§ WHAT TO WORK ON:
From the entries that follow, copy exactly the lines beginning at the line holding "TheChirpyWitch: Again, this" and continuing through the line holding "henare: Twitter and".

(Data excerpts)
......
Issue #1085, opened 2017-02-06
Improve opengraph headers specifically for facebook sharing of development applications


CloCkWeRX:
Parent issue #1083

https://developers.facebook.com/tools/debug/sharing/?q=https%3A%2F%2Fwww.planningalerts.org.au%2Fapplications%2F774752

### Warnings
 * The 'og:url' property should be explicitly provided, even if a value can be inferred from other tags.
 * The 'og:title' property should be explicitly provided, even if a value can be inferred from other tags.
 * The 'og:description' property should be explicitly provided, even if a value can be inferred from other tags.
 * The 'og:image' property should be explicitly provided, even if a value can be inferred from other tags.
 * The 'fb:app_id' property should be explicitly provided, Specify the app ID so that stories shared to Facebook will be properly attributed to the app. Alternatively, app_id can be set in url when open the share dialog.
 * The 'og:image' property should be explicitly provided, even if a value can be inferred from other tags.

### Current appearance - Facebook
![image](https://cloud.githubusercontent.com/assets/365751/22635778/0aaba6de-ec86-11e6-8fee-c502230df157.png)

 * Needs a better description, such as "Development application for (address) to (modifications)" or similar
 * Could use a call to action, like "Comment on this application if it affects you"
 * Could use lat/long data (https://developers.facebook.com/docs/reference/opengraph/object-type/place/)
 * Could use a proper image - either a static maps API rendering or a planning alerts logo

### Other metadata
Worth checking schema.org for useful types, such as https://schema.org/Event for the notification period.

equivalentideas:
A little old, but this is great reading on this topic https://alistapart.com/article/like-able-content-spread-your-message-with-third-party-metadata

trang20t:
Hi there! In order to contribute to this, do I submit a html page or png image?

henare:
@trang20t you'll need to set up the Rails application and then add these additional meta tags.

TheChirpyWitch:
@equivalentideas I have resolved this issue. Please merge my pull request. Thanks!

equivalentideas:
> @equivalentideas I have resolved this issue. Please merge my pull request. Thanks!

Thanks @TheChirpyWitch 🏞 I'll leave this till that PR is merged, there appears to be ongoing discussion there :) https://github.com/openaustralia/planningalerts/pull/1137

PR #1137, opened 2017-04-13
Adding Facebook Og Tags

TheChirpyWitch:
I have added the og meta tags for the app. I tested it with Facebook Sharing Debugger and the warnings are now removed. Below is the image of the updated page in the facebook sharing debugger
Image of Facebook sharing debugger.

### DIFF
--- a/app/views/applications/show.html.haml
+++ b/app/views/applications/show.html.haml
@@ -6,6 +6,11 @@
   %meta(name="twitter:title" content="#{@application.address}")
   %meta(name="twitter:description" content="#{@application.description[0..199] if @application.description}")
   %meta(name="twitter:image" content="#{google_static_streetview_url(@application, size: "120x120")}")
+  %meta(property="fb:app_id" content="335651659855671")
+  %meta(property="og:url" content="#{application_url(@application)}")
+  %meta(property="og:title" content="#{@application.address}")
+  %meta(property="og:description" content="#{@application.description[0..199] if @application.description}")
+  %meta(property="og:image" content="#{google_static_streetview_url(@application, size: "200x200")}")
 
 = render "applications/facebook"
 = render "applications/twitter"


TheChirpyWitch:
Resolving Issue #1085

app/views/applications/show.html.haml
```diff
@@ -6,6 +6,11 @@
   %meta(name="twitter:title" content="#{@application.address}")
   %meta(name="twitter:description" content="#{@application.description[0..199] if @application.description}")
   %meta(name="twitter:image" content="#{google_static_streetview_url(@application, size: "120x120")}")
+  %meta(property="fb:app_id" content="335651659855671")
```
henare: What app ID is this?

app/views/applications/show.html.haml
```diff
@@ -6,6 +6,11 @@
...
+  %meta(property="og:url" content="#{application_url(@application)}")
+  %meta(property="og:title" content="#{@application.address}")
```
henare: Would it be a good idea to include something more than the address in the title?

app/views/applications/show.html.haml
```diff
@@ -6,6 +6,11 @@
...
+  %meta(property="og:description" content="#{@application.description[0..199] if @application.description}")
```
henare: Why is this limited to 200 characters?

henare: In #1085 it says,

>Needs a better description, such as "Development application for (address) to (modifications)" or similar

I agree it needs more than just the application description. But maybe we should say "PlanningAlert for (address) to (modifications)" :smile:

app/views/applications/show.html.haml
```diff
@@ -6,6 +6,11 @@
...
+  %meta(property="og:image" content="#{google_static_streetview_url(@application, size: "200x200")}")
```
henare: Why 200x200?

app/views/applications/show.html.haml
TheChirpyWitch: Hey! The app_id is the one present in 

> app/views/applications/_facebook.html.haml as is set in bold here:

`%div(id="fb-root")
:javascript
  (function(d, s, id) {
  var js, fjs = d.getElementsByTagName(s)[0];
  if (d.getElementById(id)) return;
  js = d.createElement(s); js.id = id;
  js.src = "//connect.facebook.net/en_US/all.js#xfbml=1&**appId=335651659855671**";
  fjs.parentNode.insertBefore(js, fjs);
  }(document, 'script', 'facebook-jssdk'));

  window.fbAsyncInit = function() {
    FB.Event.subscribe('edge.create', function(targetUrl) {
      _gaq.push(['_trackSocial', 'facebook', 'like', targetUrl]);
    });
  };

`

app/views/applications/show.html.haml
TheChirpyWitch: Sure, we could include something else. This is was what was present in the Twitter title, so I simply copied it. We could change it on both places.

app/views/applications/show.html.haml
TheChirpyWitch: Again, this was included in the Twitter app and so I figured there was some reason to it, but I was a little apprehensive because Facebook recommends 90 characters in its design recommendations.

TheChirpyWitch: Sure, what would be included in "modifications" though? Please clarify. :smile:

app/views/applications/show.html.haml
TheChirpyWitch: No particular reason. We could make it 120x120 to correspond with the Twitter image. :sweat_smile: 
This [link](http://stackoverflow.com/questions/18835027/new-ogimage-size-for-facebook-share) says it should be at least 600x315.

app/views/applications/show.html.haml
henare: Now you caught me copying :smile: It would be the `application.description`.

henare: Twitter and Facebook are different so we should use what's appropriate for each application. If Facebook recommend 90 characters [citation needed] ;) then we should try and design for that.

app/views/applications/show.html.haml
henare: As I said on another comment Twitter and Facebook are different applications and so should have different and appropriate things set for each. Basically we want it to look awesome and native in each place :sparkles:

app/views/applications/show.html.haml
henare: \*weird\* and well spotted! :smile: I've opened #1146 to work out what to do with this and to make it configurable. It's :+1: to use in this PR.

app/views/applications/show.html.haml
henare: As I've commented elsewhere, let's make it specific to Facebook and show something that looks great, is useful for the user, and feels native to the application (i.e. Facebook).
......
§ ANSWER SPACE:
TheChirpyWitch: Again, this was included in the Twitter app and so I figured there was some reason to it, but I was a little apprehensive because Facebook recommends 90 characters in its design recommendations.

TheChirpyWitch: Sure, what would be included in "modifications" though? Please clarify. :smile:

app/views/applications/show.html.haml
TheChirpyWitch: No particular reason. We could make it 120x120 to correspond with the Twitter image. :sweat_smile: 
This [link](http://stackoverflow.com/questions/18835027/new-ogimage-size-for-facebook-share) says it should be at least 600x315.

app/views/applications/show.html.haml
henare: Now you caught me copying :smile: It would be the `application.description`.

henare: Twitter and Facebook are different so we should use what's appropriate for each application. If Facebook recommend 90 characters [citation needed] ;) then we should try and design for that.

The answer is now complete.